## Task statement
The required answer is each line in the entries below where "issues" occurs.

----

Issue #754, opened 2018-09-06
mysql timeoutSeconds and responseTimeoutSeconds are not working


jvemugunta:
The same works with REDIS and doesn't work with mysql. Did any one encounter this issue?

You can recreate the issue as below

Task and Workflow definations
```
curl -X POST --header 'Content-Type: application/json' --header 'Accept: application/json' 'http://localhost:8080/api/metadata/taskdefs' -d '
[{
  "name": "T1",
  "retryCount": 1,
  "timeoutSeconds": 60,
  "inputKeys": [
    "sourceRequestId",
    "qcElementType"
  ],
  "outputKeys": [
    "state",
    "skipped",
    "result"
  ],
  "timeoutPolicy": "TIME_OUT_WF",
  "retryLogic": "FIXED",
  "retryDelaySeconds": 30,
  "responseTimeoutSeconds": 60
}]
'

curl -X PUT --header 'Content-Type: application/json' --header 'Accept: application/json' 'http://localhost:8080/api/metadata/workflow' -d '
[{
  "name": "sample",
  "description": "sample workflow",
  "version": 1,
  "tasks": [
    {
      "name": "T1",
      "taskReferenceName": "T1",
      "type": "SIMPLE",
      "inputParameters": {
        "fileName": "${workflow.input.fileName}"
      }
    }
  ],
  "outputParameters": {
   
  },
  "schemaVersion": 2
}]
'
```
Workflow Instance

```
curl -X POST --header 'Content-Type: application/json' --header 'Accept: text/plain' 'http://localhost:8080/api/workflow' -d '
{
  "name": "sample",
  "version": 1,
  "correlatonId": "corr1",
  "input": {
    "fileName": "f1"
  }
}
'
```

Call this URL
curl -X GET --header 'Accept: application/json' 'http://localhost:8080/api/tasks/poll/T1'

wait for 2 mins, you will see the task is in_progress. Repeat the same with REDIS and backend and the task will go into time_out status after 2 mins.

It apparently looks like a bug to me in mysql.

jvemugunta:
Hi @mashurex and @picaron 
Any pointers on this issue. I just realized it. Are you have the same problem?

https://github.com/Netflix/conductor/blob/b8fa64ba8a0735192e56c06a790dbf193d600171/core/src/main/java/com/netflix/conductor/core/execution/WorkflowSweeper.java#L74-L96


[...]

PR #757, opened 2018-09-08
Fix for #754 Add scheduled sweeper to MysqlQueueDAO

mashurex:
The MySqlQueueDAO did not implement its own sweeper for processing un-acknowled messages that had been popped and there is no external service calling `QueueDAO::processUnacks` at any regular interval.

Following the pattern that `RedisDynoQueue` uses, I added a scheduled thread to call a new method `processAllUnacks` on a 60s interval. This should resolve issue #754.


mashurex:
@jvemugunta This should be the fix you were looking for.

mashurex:
The last two builds failed because of `test-harness` failures which do not test the mysql persistence module changes.

mashurex:
Closed for PR #771

PR #761, opened 2018-09-10
Fixes the docker conductor:ui build.

bitbier:
There appears to be a weird error with the node dependencies and the current node version
used in the docker UI container image. You can find more information: https://github.com/gulpjs/gulp/issues/2162.

If you run the conductor UI container, it will not startup properly because the `npm run build --server` will fail with the following error:

```
../src/node_contextify.cc:631:static void node::contextify::ContextifyScript::New(const FunctionCallbackInfo<v8::Value> &): Assertion `args[1]->IsString()' failed.
```

Which is caused by the natives library. I simply just `npm update` in order to upgrade the packages.

This isn't caught in the Dockerfile for some reason. Even after using `set -e`, docker will run the command and continue on. Not sure why that happens, but you can run the command from the specific layer to see the real error message. Because the `dist` folder is never created, the `startup.sh` script will not run.

### DIFF
--- a/ui/package-lock.json
+++ b/ui/package-lock.json
@@ -8346,9 +8346,9 @@
       }
     },
     "natives": {
-      "version": "1.1.2",
-      "resolved": "https://registry.npmjs.org/natives/-/natives-1.1.2.tgz",
-      "integrity": "sha512-5bRASydE1gu6zPOenLN043++J8xj1Ob7ArkfdYO3JN4DF5rDmG7bMoiybkTyD+GnXQEMixVeDHMzuqm6kpBmiA==",
+      "version": "1.1.4",
+      "resolved": "https://registry.npmjs.org/natives/-/natives-1.1.4.tgz",
+      "integrity": "sha512-Q29yeg9aFKwhLVdkTAejM/HvYG0Y1Am1+HUkFQGn5k2j8GS+v60TVmZh6nujpEAj/qql+wGUrlryO8bF+b1jEg==",
       "dev": true
     },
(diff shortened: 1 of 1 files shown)


bitbier:
I fixed the merge conflict and simply just updated the `natives` package directly in the package-lock.json file to fix this issue. I'm unsure how to use npm to update with what was in master. For some reason, `npm upgrade` didn't do it's thing.

Anyways, the new lock file and `natives` 1.1.4 fixes the docker compose build.

kakakikikeke:
I also met this problem. I changed the version of natives according to this pull request and I solved it. I think that this pull request should be merged.

davidwadden:
Can we get this reviewed for a merge?  I too have to maintain this change in a fork

Also looks like upstream could use a rebase

davidwadden:
Actually, I'm not able to reproduce the problem he reports in Docker when using the `node:9-alpine` image.  According to gulpjs/gulp#2162, this is a problem with `gulp` on Node 10 when the dependency `natives < 1.1.3`, which by default resolves to `1.1.2`.

Node 9 is past end-of-life.  Node 10 is current LTS release.

As far as I can find, NPM doesn't provide for a way to force resolution without using special tools that would change the build toolchain, hence this being changed using the `package-lock.json`.   It would make sense to update the Docker base image to Node 10 along with this change.

apanicker-nflx:
I believe this should already be resolved in the newest conductor versions. Please reopen/submit a new PR if you still see the issue.

PR #959, opened 2019-01-23
conductor ConductorHttpClient methods now return errors

anuccio1:
Previously, the ConductorHttpClient methods were all returning `nil` instead of the error.


anuccio1:
https://github.com/Netflix/conductor/issues/977

PR #964, opened 2019-01-29
fix(py-client): proper naming for task def update function

srabenhorst:
Naming of the _registerTaskDef_ function is misleading since `PUT /metadata/taskdefs` [updates a task definition](https://netflix.github.io/conductor/runtime/#task-workflow-metadata). Proper name should be _updateTaskDef_

### DIFF
--- a/client/python/conductor/conductor.py
+++ b/client/python/conductor/conductor.py
@@ -18,6 +18,7 @@ import requests
 import json
 import sys
 import socket
+import warnings
 
 
 hostname = socket.gethostname()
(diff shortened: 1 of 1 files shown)


srabenhorst:
> Hey @srabenhorst , this is great. But, it would break backwards compatibility for users already using `registerTaskDef`. Instead, this method can be marked deprecated, and another `updateTaskDef` method can be added, with comments asking the users to use `updateTaskDef` hereon.
Is it better like this? I hope I deprecated it properly.

kishorebanala:
Looks good. I just noticed you were trying to merge this branch to master instead of dev. Can you please update this to merge to dev. More about this here: https://github.com/Netflix/conductor#contributions

srabenhorst:
> Looks good. I just noticed you were trying to merge this branch to master instead of dev. Can you please update this to merge to dev. More about this here: https://github.com/Netflix/conductor#contributions

done

Issue #871, opened 2018-11-18
[BUG]Multiple workers concurrent race Issue 


JasperB:
We have one workflow with 3 tasks, one of them is dynamically fork task, when we start 3 clients with 300 workers on each client, then ran some tests we found some issue regarding the workflow status inconsistently. 
We took some time to investigate this problem, seems it caused by the multi-thread issue, one thread index the workflow as "COMPLETED" to ES, but later(several mis-seconds) the other task thread index the workflow as "RUNNING" to ES because in this thread the workflow instance still own the status.termina as false, that's cause the workflow status incorrect.

@cyzhao @v1r3n Did you guys met this issue? Any suggestion to fix this？

![1542523462346](https://user-images.githubusercontent.com/7287153/48669488-8cf37580-eb40-11e8-92d4-19e5fbe035f3.jpg)

JasperB:
From above screenshot, you can see the first thread index the workflow as "TIMEOUT" to ES, but later the other thread index the workflow as "RUNNING" to ES, that means sometimes the workflow status will be override by the later threads.

JasperB:
@cyzhao @v1r3n did you guys met this issue, it also happened in poll tasks, means multiple workers may poll and ack same task, it's a bug which will cause the same task execute multiple times, do you guys have any idea to fix this issue? BTW we're using the aws redis-cluster and 4 clients server with multiple workers in each client.

Multiple worker race the tasks as below:
![image](https://user-images.githubusercontent.com/7287153/48890620-48cfe000-ee74-11e8-8b24-536a58434281.png)

cyzhao:
@JasperB sorry for late response, we are aware of this issue and will look into this soon. However, if you already have plan to fix this please let us know.

@apanicker-nflx @kishorebanala

kishorebanala:
@JasperB We have this on our roadmap, though not a higher priority. Please feel free to send us a PR, if this needs to be fixed sooner. Thanks for reporting the issue.

HenryLauu:
any updates? I got a task polled by workers twice. 
`"retryCount":0,
         "seq":2,
         "pollCount":2,`

kishorebanala:
@HenryLauu Can you provide more details about task being poll twice by workers please? It'd help to see the workflow execution with timestamps, posted somewhere as a snippet.

HenryLauu:
Hi @kishorebanala . Sorry for the delay . Here are some task details:
"ownerApp": "",
   "createTime": 1599471668218,
[...]

PR #965, opened 2019-01-30
fix concurrent workflow state modify problem.

ynfeng:
First modify the current workflow state and then schedule the task. Otherwise, the status of the workflow may be incorrect, which may cause the COMPLETE state to return to the RUNNING state.


ynfeng:
Looks like this is related to this problem #871 . Almost like my scene. @cyzhao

----

## Answer box
used in the docker UI container image. You can find more information: https://github.com/gulpjs/gulp/issues/2162.
https://github.com/Netflix/conductor/issues/977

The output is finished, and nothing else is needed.